### How to complete this task
From the first line onward, reproduce the records exactly; the final line to include is the one holding "feds01: The ones".

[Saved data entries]

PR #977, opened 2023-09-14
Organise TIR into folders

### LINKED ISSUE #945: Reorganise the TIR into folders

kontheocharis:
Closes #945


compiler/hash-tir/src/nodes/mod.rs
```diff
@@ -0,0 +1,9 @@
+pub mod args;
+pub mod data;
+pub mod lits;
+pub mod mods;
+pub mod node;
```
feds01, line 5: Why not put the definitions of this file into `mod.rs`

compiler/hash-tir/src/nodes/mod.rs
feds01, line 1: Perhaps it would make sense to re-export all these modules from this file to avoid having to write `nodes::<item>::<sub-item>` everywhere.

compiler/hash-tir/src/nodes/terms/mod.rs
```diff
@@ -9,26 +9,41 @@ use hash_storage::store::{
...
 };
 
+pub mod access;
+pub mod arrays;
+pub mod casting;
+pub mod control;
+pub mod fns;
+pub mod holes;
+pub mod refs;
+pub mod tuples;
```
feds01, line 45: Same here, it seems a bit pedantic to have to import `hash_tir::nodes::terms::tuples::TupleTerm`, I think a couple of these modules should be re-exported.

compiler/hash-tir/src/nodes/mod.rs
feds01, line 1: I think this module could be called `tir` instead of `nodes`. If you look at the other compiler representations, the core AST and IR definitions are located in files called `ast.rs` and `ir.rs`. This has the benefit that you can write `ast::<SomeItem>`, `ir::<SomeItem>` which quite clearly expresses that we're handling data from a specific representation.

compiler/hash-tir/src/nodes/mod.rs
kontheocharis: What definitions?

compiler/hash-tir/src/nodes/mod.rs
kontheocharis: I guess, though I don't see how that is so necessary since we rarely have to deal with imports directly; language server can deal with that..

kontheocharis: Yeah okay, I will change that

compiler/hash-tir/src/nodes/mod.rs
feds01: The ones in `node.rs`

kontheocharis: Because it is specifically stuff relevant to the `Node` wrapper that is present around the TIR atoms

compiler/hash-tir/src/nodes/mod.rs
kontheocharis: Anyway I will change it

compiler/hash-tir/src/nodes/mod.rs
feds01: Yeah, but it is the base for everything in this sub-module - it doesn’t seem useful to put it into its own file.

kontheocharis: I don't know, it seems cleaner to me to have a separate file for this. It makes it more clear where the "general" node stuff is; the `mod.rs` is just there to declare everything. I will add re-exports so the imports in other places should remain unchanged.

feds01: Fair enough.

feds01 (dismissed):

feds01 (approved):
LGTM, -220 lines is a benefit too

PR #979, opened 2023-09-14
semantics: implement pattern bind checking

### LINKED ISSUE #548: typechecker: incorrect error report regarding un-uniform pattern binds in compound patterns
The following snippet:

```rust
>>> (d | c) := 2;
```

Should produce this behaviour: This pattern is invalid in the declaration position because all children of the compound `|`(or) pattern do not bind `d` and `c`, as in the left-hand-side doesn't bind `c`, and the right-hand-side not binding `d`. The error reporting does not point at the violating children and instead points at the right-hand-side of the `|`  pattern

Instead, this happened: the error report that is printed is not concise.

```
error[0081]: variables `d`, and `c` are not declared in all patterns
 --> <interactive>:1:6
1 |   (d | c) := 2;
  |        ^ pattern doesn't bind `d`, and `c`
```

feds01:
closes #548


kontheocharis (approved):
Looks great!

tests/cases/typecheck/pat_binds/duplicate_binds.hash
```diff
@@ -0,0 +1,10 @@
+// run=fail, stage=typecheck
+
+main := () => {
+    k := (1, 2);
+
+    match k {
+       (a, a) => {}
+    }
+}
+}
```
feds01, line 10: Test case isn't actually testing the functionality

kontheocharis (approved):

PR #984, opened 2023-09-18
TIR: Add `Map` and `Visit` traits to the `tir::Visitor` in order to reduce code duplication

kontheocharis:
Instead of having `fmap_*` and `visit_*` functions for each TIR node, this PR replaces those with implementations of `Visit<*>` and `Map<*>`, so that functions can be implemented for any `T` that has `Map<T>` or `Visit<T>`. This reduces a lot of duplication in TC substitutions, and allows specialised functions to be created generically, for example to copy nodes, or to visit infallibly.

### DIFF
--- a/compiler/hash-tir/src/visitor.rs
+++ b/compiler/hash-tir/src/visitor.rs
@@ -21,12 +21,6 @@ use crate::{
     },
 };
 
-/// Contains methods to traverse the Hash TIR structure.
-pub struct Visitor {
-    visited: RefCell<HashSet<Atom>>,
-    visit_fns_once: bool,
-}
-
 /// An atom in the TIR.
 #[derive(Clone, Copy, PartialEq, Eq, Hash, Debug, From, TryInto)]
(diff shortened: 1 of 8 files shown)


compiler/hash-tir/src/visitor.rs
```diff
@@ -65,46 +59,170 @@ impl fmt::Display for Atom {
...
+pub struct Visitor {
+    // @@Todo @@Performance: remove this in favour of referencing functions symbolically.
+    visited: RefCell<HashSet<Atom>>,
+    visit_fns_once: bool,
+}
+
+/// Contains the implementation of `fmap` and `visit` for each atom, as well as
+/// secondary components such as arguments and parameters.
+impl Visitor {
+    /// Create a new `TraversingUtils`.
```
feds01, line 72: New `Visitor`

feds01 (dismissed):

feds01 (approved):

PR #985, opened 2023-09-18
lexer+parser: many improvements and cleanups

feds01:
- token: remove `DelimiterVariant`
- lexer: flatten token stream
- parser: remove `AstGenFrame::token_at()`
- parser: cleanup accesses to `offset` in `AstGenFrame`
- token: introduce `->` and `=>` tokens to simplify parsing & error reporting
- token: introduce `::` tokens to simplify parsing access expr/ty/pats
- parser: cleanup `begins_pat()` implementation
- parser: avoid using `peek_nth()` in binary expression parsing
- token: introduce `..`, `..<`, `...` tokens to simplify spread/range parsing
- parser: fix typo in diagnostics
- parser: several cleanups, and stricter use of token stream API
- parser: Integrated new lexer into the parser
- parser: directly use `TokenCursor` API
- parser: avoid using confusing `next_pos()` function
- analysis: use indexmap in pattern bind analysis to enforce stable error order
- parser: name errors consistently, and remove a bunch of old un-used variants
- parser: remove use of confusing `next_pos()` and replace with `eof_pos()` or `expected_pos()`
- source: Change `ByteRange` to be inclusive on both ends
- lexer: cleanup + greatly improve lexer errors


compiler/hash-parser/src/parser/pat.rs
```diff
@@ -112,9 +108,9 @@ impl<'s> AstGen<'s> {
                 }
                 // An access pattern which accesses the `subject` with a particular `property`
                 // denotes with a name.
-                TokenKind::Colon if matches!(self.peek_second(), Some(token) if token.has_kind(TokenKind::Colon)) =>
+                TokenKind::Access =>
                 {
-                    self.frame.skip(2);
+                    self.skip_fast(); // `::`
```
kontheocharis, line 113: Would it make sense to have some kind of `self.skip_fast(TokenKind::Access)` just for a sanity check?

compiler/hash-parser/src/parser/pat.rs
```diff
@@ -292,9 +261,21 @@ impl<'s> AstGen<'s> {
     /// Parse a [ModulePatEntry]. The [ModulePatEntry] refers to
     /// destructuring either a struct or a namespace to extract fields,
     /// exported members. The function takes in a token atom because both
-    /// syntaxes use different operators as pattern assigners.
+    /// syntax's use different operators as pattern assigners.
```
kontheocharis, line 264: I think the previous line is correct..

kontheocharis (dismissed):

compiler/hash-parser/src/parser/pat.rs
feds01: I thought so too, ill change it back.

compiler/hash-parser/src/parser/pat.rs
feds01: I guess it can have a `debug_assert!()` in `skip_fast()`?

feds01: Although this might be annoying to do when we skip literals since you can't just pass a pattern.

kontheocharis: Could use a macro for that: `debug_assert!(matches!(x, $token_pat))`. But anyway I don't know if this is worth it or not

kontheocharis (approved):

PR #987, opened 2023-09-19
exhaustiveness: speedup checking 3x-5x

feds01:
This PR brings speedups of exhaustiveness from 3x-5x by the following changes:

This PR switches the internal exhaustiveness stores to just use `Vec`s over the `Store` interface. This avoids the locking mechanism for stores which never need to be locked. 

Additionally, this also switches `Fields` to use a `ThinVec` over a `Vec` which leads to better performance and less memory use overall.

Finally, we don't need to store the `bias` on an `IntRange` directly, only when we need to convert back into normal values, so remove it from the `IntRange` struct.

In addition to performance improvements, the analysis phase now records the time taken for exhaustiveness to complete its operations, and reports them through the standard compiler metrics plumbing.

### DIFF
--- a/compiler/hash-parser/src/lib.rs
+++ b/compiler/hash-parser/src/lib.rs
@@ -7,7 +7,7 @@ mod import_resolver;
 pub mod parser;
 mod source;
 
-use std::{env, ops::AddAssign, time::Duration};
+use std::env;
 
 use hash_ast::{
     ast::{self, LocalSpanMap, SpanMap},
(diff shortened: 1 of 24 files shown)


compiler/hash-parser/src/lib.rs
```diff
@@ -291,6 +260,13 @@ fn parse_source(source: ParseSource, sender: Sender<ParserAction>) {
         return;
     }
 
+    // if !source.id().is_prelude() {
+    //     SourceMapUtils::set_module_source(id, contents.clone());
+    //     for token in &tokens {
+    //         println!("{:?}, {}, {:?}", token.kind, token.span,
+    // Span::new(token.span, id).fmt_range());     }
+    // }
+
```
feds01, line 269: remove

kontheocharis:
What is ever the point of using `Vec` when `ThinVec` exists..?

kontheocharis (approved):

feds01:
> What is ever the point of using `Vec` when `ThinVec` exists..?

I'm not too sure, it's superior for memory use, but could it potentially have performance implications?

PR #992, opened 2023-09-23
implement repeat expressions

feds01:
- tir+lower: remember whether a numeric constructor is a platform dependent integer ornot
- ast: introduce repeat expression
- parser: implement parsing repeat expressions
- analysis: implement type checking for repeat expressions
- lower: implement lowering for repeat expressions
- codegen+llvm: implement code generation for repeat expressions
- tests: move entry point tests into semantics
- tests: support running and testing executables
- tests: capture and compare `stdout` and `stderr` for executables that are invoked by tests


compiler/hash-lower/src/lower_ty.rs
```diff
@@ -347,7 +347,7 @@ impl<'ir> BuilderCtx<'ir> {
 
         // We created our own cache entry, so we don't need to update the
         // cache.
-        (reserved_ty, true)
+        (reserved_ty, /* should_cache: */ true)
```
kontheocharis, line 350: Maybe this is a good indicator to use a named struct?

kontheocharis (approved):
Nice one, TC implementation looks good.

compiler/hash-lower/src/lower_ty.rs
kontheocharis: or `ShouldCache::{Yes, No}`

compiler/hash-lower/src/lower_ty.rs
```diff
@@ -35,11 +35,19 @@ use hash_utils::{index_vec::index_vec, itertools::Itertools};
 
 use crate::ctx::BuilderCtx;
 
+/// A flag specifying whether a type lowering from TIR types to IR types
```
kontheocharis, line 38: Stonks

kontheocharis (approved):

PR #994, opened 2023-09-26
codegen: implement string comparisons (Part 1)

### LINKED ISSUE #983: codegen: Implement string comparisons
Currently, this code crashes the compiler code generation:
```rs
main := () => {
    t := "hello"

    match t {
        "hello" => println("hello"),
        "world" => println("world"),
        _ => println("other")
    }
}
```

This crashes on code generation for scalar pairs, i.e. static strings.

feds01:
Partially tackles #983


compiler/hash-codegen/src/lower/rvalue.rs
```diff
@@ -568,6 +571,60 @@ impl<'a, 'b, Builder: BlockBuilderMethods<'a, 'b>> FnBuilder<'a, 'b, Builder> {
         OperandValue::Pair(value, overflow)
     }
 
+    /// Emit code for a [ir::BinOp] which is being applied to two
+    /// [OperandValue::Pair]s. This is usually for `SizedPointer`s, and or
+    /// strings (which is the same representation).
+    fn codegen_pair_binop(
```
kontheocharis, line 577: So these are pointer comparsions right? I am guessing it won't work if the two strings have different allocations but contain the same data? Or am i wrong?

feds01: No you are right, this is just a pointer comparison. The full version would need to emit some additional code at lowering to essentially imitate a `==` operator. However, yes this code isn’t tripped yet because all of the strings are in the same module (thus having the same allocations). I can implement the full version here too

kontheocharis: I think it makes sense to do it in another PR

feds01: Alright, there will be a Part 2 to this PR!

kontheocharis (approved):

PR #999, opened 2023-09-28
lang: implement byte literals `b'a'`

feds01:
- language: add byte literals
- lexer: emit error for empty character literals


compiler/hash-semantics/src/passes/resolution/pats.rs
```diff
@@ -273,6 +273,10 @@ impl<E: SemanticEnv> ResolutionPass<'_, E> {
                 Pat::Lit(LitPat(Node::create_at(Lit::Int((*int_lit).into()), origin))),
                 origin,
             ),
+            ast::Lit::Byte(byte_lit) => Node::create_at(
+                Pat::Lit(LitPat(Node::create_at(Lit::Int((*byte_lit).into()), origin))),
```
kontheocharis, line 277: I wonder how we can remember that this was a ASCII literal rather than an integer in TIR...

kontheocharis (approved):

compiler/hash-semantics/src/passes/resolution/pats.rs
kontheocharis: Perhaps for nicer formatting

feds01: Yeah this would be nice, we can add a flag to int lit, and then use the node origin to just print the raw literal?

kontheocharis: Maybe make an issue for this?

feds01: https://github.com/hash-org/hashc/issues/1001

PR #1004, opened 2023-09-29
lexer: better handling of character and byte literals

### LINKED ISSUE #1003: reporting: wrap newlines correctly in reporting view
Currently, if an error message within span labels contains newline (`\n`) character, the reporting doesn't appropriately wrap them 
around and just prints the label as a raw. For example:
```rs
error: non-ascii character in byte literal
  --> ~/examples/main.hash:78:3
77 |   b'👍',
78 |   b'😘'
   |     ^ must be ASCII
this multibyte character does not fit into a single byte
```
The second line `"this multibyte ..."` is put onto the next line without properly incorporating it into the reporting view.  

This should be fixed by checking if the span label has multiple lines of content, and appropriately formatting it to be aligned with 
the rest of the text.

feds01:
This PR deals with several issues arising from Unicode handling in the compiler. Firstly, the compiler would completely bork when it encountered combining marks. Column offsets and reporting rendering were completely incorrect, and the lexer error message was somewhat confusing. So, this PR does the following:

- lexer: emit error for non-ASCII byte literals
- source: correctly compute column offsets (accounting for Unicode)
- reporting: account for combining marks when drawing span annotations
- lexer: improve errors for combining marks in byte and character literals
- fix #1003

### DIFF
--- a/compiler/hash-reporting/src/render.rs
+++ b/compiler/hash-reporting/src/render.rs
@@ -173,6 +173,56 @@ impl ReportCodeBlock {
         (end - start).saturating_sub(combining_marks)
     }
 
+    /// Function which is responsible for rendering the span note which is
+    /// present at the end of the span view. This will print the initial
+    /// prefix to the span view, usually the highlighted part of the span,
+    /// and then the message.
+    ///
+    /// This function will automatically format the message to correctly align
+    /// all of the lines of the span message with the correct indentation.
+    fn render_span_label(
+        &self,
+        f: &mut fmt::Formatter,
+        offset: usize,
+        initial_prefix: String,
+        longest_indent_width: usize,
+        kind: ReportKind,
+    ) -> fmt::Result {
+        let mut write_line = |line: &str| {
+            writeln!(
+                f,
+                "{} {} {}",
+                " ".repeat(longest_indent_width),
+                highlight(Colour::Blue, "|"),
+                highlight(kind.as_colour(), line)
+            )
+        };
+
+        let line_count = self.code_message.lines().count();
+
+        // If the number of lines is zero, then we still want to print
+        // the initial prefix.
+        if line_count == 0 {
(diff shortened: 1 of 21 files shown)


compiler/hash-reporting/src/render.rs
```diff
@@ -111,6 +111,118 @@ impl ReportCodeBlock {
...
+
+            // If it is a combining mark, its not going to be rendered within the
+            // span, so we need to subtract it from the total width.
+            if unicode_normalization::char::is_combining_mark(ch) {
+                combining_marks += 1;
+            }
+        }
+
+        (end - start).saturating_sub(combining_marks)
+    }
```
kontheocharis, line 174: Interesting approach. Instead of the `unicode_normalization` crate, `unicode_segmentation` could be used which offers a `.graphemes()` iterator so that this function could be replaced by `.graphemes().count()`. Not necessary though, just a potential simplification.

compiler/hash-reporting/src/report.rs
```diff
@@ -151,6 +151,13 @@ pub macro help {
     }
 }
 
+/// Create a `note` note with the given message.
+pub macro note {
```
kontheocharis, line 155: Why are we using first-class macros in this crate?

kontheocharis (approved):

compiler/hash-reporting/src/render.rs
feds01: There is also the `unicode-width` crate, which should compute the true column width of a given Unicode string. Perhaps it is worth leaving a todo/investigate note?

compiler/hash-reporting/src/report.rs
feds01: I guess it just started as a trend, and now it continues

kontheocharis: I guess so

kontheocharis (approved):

### Answer to this problem
PR #977, opened 2023-09-14
Organise TIR into folders

### LINKED ISSUE #945: Reorganise the TIR into folders

kontheocharis:
Closes #945


compiler/hash-tir/src/nodes/mod.rs
```diff
@@ -0,0 +1,9 @@
+pub mod args;
+pub mod data;
+pub mod lits;
+pub mod mods;
+pub mod node;
```
feds01, line 5: Why not put the definitions of this file into `mod.rs`

compiler/hash-tir/src/nodes/mod.rs
feds01, line 1: Perhaps it would make sense to re-export all these modules from this file to avoid having to write `nodes::<item>::<sub-item>` everywhere.

compiler/hash-tir/src/nodes/terms/mod.rs
```diff
@@ -9,26 +9,41 @@ use hash_storage::store::{
...
 };
 
+pub mod access;
+pub mod arrays;
+pub mod casting;
+pub mod control;
+pub mod fns;
+pub mod holes;
+pub mod refs;
+pub mod tuples;
```
feds01, line 45: Same here, it seems a bit pedantic to have to import `hash_tir::nodes::terms::tuples::TupleTerm`, I think a couple of these modules should be re-exported.

compiler/hash-tir/src/nodes/mod.rs
feds01, line 1: I think this module could be called `tir` instead of `nodes`. If you look at the other compiler representations, the core AST and IR definitions are located in files called `ast.rs` and `ir.rs`. This has the benefit that you can write `ast::<SomeItem>`, `ir::<SomeItem>` which quite clearly expresses that we're handling data from a specific representation.

compiler/hash-tir/src/nodes/mod.rs
kontheocharis: What definitions?

compiler/hash-tir/src/nodes/mod.rs
kontheocharis: I guess, though I don't see how that is so necessary since we rarely have to deal with imports directly; language server can deal with that..

kontheocharis: Yeah okay, I will change that

compiler/hash-tir/src/nodes/mod.rs
feds01: The ones in `node.rs`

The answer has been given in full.